6 Comments

Hi Craig,

As always, great on-point advice. And I really appreciate the way you use specific examples.

I'm currently working on a second draft of my WIP. As I approach each chapter and scene, I first ask myself "What's my purpose here?" Which really means: How does this serve the story? Does it advance the narrative? Connect the reader to the protagonist? Draw the reader into the storyworld? Produce a hard beat? Subtly foreshadow? etc. But, easier said than done. Since I know what I'm trying to get at, I have to keep forcing myself outside of my own head, trying to really see through the eyes of a stranger to my text.

Expand full comment

It's the hardest thing - getting out of our heads, and seeing as a reader does.

It's the whole "be kind to the reader" thing again.

thanks for reading Ken!

Expand full comment

My mother was a terrible storyteller. She went five times around the block and never got to the point. The worst was when I asked her what a movie was about. She'd start on point (after all, she JUST saw the movie!) and then go off in all sorts of tangents - the color of the girl's dress, the nice curtains in the living room, the chandelier in the ball room... It was excruciating, lol! Eventually, the listener gives up. What do you call it when it takes longer to summarize the film than watching it? Fun post, Craig!

Expand full comment

Ha - yeah, my mom was always losing the point of the story. Whereas my grandfather (her dad) was a master storyteller. I like to think I take after him. He came from Denmark, when he was ten years old, and fought in WW2. He had some stories. Though some pained him too much to tell.

Expand full comment

I know this is something I'm working on with my own stories as well. For longer work I think it might be helpful to identify "What is the theme of this work?" and "Does this scene fit with the theme I am attempting to convey?" To be sure, there can be variations, and scenes can go back and forth, but there should be a central theme of the story.

I find as an editor for short fiction my patience for long infodumps, especially near the beginning of a piece, is nearly non-existent. I want to know the point of the story up front: What are the stakes? Who is involved? What journey is this story taking me on?

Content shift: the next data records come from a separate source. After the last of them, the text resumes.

PR #5763, opened 2018-09-20
add duplicate check for set code/abi/contract

### LINKED ISSUE #5748: cleos set contract does not check if ABI has been changed
There an issue with cleos regrading to deploy contracts.

The issue is if you changed contract code, you cannot deploy it with cleos set contract in some cases. 

What actually happened is cleos set contract will check if the contract is same. If so it will preventing deploy the contract again. But it _does not check if the ABI of contract has been updated_. 

The problem is if I’m developing a contract and I will modify interface along the way. it will be very confused to be told that the contract code is same, but actually I modified the interface has been change. A different interface opens up all kind of problems with eosjs integration as well.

I appreciate you including "verisimilitude" as a necessary element. Fiction is getting readers to accept a lie (yeah, yeah there is a fiction that's truth dressed up as a lie, but that's a different take). To get readers to buy the big lie of the story, you often have to get the little details right. If you spend the time getting the little details of a story right, it is easier for them to accept the larger details of the story that might be a bit fuzzier with the truth.

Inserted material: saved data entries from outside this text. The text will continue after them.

PR #5775, opened 2018-09-21
Hide unaligned warnings unless console prints on

spoonincode:
Hide the contract unaligned parameter warning unless contracts-console is enabled. These warnings are not useful except in contract development.


spoonincode:
> What about the ones in binaryen.hpp?

Will be done in 1.4 not worth messing with it

PR #5798, opened 2018-09-24
Update README for txn_test_gen_plugin 

warrick-eosny:
--http-validate-host=0 is required when launching the non-producer or curl requests will fail. 
keosd no longer adds the default private key to the wallet on creation. Manually add. 
Added link to the demo video. Also removed eosio::wallet_api_plugin as it is no longer used.


spoonincode:
I would like to avoid `http-validate-host=0` in any demos as I kind of see it as weakening security. Instead can you either a) change the curl requests to be http://127.0.0.1, or b) change the http-server-address to be localhost:8888? Either of those should alleviate the need for http-validate-host. Probably option "a" is cleanest in this case but either is fine with me.

warrick-eosny:
Good point, a) seems like the best option.

PR #5800, opened 2018-09-24
 Fix Block Walker For Transactions

brianjohnson5972:
#5674 
Fixed paths where original transaction was not passed through by instead caching the original transaction and looking it up by transaction id.

### DIFF
--- a/tests/Node.py
+++ b/tests/Node.py
@@ -327,14 +327,10 @@ class Node(object):
         return self.isBlockPresent(blockNum, blockType=BlockType.lib)
 
     class BlockWalker:
-        def __init__(self, node, transOrTransId, startBlockNum=None, endBlockNum=None):
-            assert(isinstance(transOrTransId, (str,dict)))
-            if isinstance(transOrTransId, str):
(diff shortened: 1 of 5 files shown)


tests/Node.py
```diff
@@ -326,21 +327,19 @@ def isBlockFinalized(self, blockNum):
...
+            self.transId=transId
             self.node=node
             self.startBlockNum=startBlockNum
             self.endBlockNum=endBlockNum
 
         def walkBlocks(self):
             start=None
             end=None
+            if self.trans is None and self.transId in self.transCache:
+                self.trans=self.transCache[self.transId]
```
jgiszczak: This will throw a `KeyError` exception if `self.transId` is not in `self.transCache`.  It will not return `None`.

brianjohnson5972: I need self.transId in self.transCache.keys(), right?

jgiszczak: Use `self.transCache.get(self.transId)`.  That returns `None` if the key is not present in the dictionary.

PR #5816, opened 2018-09-26
remove binaryen runtime from nodeos

spoonincode:
Other binaryen components (like eosio-s2wasm) need to remain around until eosiocpp is removed


libraries/testing/tester.cpp
```diff
@@ -96,14 +96,10 @@ namespace eosio { namespace testing {
...
 
       for(int i = 0; i < boost::unit_test::framework::master_test_suite().argc; ++i) {
-         if(boost::unit_test::framework::master_test_suite().argv[i] == std::string("--binaryen"))
-            cfg.wasm_runtime = chain::wasm_interface::vm_type::binaryen;
-         else if(boost::unit_test::framework::master_test_suite().argv[i] == std::string("--wavm"))
+         if(boost::unit_test::framework::master_test_suite().argv[i] == std::string("--wavm"))
             cfg.wasm_runtime = chain::wasm_interface::vm_type::wavm;
          else if(boost::unit_test::framework::master_test_suite().argv[i] == std::string("--wabt"))
             cfg.wasm_runtime = chain::wasm_interface::vm_type::wabt;
-         else
```
jgiszczak: Does it make sense to pick one of the remaining options as default?

spoonincode: Not sure the origin or reason for that line. A `controller::config` instance gets the default automatically
https://github.com/EOSIO/eos/blob/0f6695cb8d31e3d2f318d1720e9d9ad23e1ce80d/libraries/chain/include/eosio/chain/controller.hpp#L71

Issue #5825, opened 2018-09-26
--disable-replay-opts leads to undo stack error


spoonincode:
When using `--disable-replay-opts` at the end of replay I get and error `cannot set revision while there is an existing undo stack`.

According to @wanderingbort:
>thats probably a goof I introduced, there is code at the end of replay that sets the revision of the database which should probably only happen when replay opts are enabled.  When they are disabled, it should probably revert to the previous behavior which was to assert consistency of that version (which is only possible when replay opts are disabled) (one of the replay opts is not to do undo states which means we have nothing to validate at the end)

arhag:
Resolved by #5827.

PR #5827, opened 2018-09-26
fix replay with --disable-replay-opts

arhag:
Fixes the bug in which a replay with `--disable-replay-opts` ends with the `cannot set revision while there is an existing undo stack` exception.


spoonincode:
fixes #5825

PR #5829, opened 2018-09-26
Added a pull request template to the repository.  

zreyn:
Combined with processing a webhook event, the contents of the PR will begin showing up in a release notes draft.


.github/PULL_REQUEST_TEMPLATE.md
```diff
@@ -0,0 +1,11 @@
+**Change Description**
```
wanderingbort: can we put check lists in these PR templates like:

- [ ] BUG
- [ ] User Experience
- [x] RPC

alternatively we can use tags, but it would be nice to have the template provide some very basic set of things a developer could click to indicate the areas-affected/scope of the change

.github/PULL_REQUEST_TEMPLATE.md
```diff
@@ -0,0 +1,11 @@
...
+
+<!-- E.g. a bugfix, feature, refactoring, build related change, etc… What is the change and the motivation for it.  Reference issues where possible.-->
+
+**Implications and Backward Compatibility**
```
wanderingbort: I think we need to break this section into 2, the more likely section is what APIs does this "break" if any.  Right now we consider the HTTP-RPC API as our primary API.  These would largely be the implications and backwards compatibility notes I think this section is meant to address.

the second class which is rare but severe is concensus changes.  This includes changes to the WebAssembly ABI or any of the processing that affects validation of blocks in the chain.  99% of the time, this section would be blank but, if it isn't then it needs to be called out separately and handled.

.github/PULL_REQUEST_TEMPLATE.md
zreyn: Sure, the template is just markdown, so we can put checkboxes wherever.  Do you have a preference between keeping the template small vs letting it get larger?  For example, we could add just a few checkboxes at the top or we can make this thing more like a form, where we provide checkboxes for what aspects are impacted (like documentation, APIs, consensus, specific plugins, etc.) and then ask for comments about each box checked.

.github/PULL_REQUEST_TEMPLATE.md
zreyn: Good idea.  Basically the intent is to ferret out:
1) things that developers should be aware of before they upgrade
2) documentation that needs to be updated to reflect the changes

.github/PULL_REQUEST_TEMPLATE.md
wanderingbort: willing to entertain opinions on it.  My gut is telling me that its more likely to include information if inputing said information is trivial.  Maybe some amount of "form" like stuff is warranted?

zreyn:
It may be hard to do a normal code-review style conversation for this kind of change.  Let's try a gist:
https://gist.github.com/zreyn/6cc2d15254c52abd41d2ba8e1cd978fc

Anyway - I enjoyed your post!

Expand full comment

Theme is something I visit in later drafts, much later. If thought about too early, it can feel forced.

And, yes on the info dumps. It's that "warming up your engines" thing - and not really understanding when a story actually begins. In a class or workshop or something, I was told that in short fiction every sentence should have purpose (point to the meaning of the story.)

It's a challenge to write that way. To ask the hard questions: should this be here?

And for longer narratives, Henry James baggy monster not withstanding, the same critical eye should be used. My editor for the new novel really took me to task on why certain things were in my novel. In the first edit I lopped off almost 6000 words.

And on verismilitude (I'll die trying to spell that right) - every story creates it's own universe, and it's the writer's job to make it a real one.

Thanks for reading and responding Matthew!